# Flipperautomat!



## ElFunghi (30. Juni 2002)

Moin,
ich weis zwar net ob das hier rein gehört aba ich wüsste net wo ich sonst Posten sollte. Ich möchte gerne einen Flipperautomaten bauen, allerdings kenn ich die Technik von den Teilen nicht, müsste aba wissen wie sowas im großen und ganzen funktioniert. Also wenn einer davon Ahnung hat oder noch besser eine Website kennt wo die Technik wirklich gut beschrieben ist, bitte Posten!!!

THX
ElFunghi


----------



## Freaky (30. Juni 2002)

ist ja geil !!!

glaube da wirst du pech haben....
wie man die dinger baut oder wo man anleitungen her bekommt wird es nicht geben.
ist ja so als wenn du fragst wie man ein auto baut usw....

     


mfg 
freaky



glaube auch nicht das das so ganz ernst gemeint war oder ??


edit:
man lernt ja nie aus..


----------



## Vitalis (30. Juni 2002)

hehe, schau mal hier:

http://www.flipper.de/manuals1.htm

Vielleicht ist da was dabei


----------



## ElFunghi (1. Juli 2002)

hm , jo sowas in der Art suche ich.

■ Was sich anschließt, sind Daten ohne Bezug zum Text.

PR #142, opened 2014-06-02
Make xrdp init.d work with rhel

bently0602:
Changed init.d script to work with redhat/centos/etc. Tested with centos 6.5. Need to change the compiling with Centos page in the wiki.

### DIFF
--- a/instfiles/init.d/xrdp
+++ b/instfiles/init.d/xrdp
@@ -1,4 +1,4 @@
-#!/bin/sh -e
+#!/bin/sh
 #
 # start/stop xrdp and sesman daemons
 #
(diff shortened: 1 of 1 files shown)


itamarjp:
the options are 

1 - keep initscript into debian.
2 - include debian initscript into xrdp/instfiles/debian.init or something without replacing or changing redhat initscript

I think number 2 is the best option.

moobyfr:
I've tried the current git with a debian jessie, there are some redhat-ish options in the support for systemd: use of /etc/sysconfig
moreover, xrdp is started with --nodaemon which makes it killed after 30s ..

itamarjp:
moobyfr, please send a patch to fix that, closing this request for now.

moobyfr:
the pull request exist:
https://github.com/neutrinolabs/xrdp/pull/267

itamarjp:
merged

PR #215, opened 2015-02-18
sesman: fix so shadow accounts aren't incorrectly classified "inactive"

### LINKED ISSUE #214: xrdp-sesman incorrectly classifies some shadow accounts as "invalid"
As reported by Alex in this [Slackware thread](http://www.linuxquestions.org/questions/slackware-14/xrdp-account-disabled-4175533819/), when determining if a shadow account is disabled because more than `sp_max+sp_inact` days have passed since the last password change, we must exclude cases where the `sp_max` or `sp_inact` fields are empty (value of `-1`) or when `sp_lstchg` equals 19700101 (value of `0`).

Wär nur noch besser wenns im Netz stehn würde, weil ich ja schon genug für die Flipperteile ausgeben würde...

THX
ElFunghi


----------



## Vitalis (3. Juli 2002)

Dein neuer Post wurde bei mir nicht angezeigt, seh ihn erst jetzt..

Hm im INet wird's schwierig..
Vielleicht hilft Dir diese Linksammlung weiter. 

Gruß,
Vitalis


----------



## ElFunghi (4. Juli 2002)

Hm jo THX,
Dann werd ich mich da heut ersma durch hangeln. Hoffe ich finde was.
THX nochma...


----------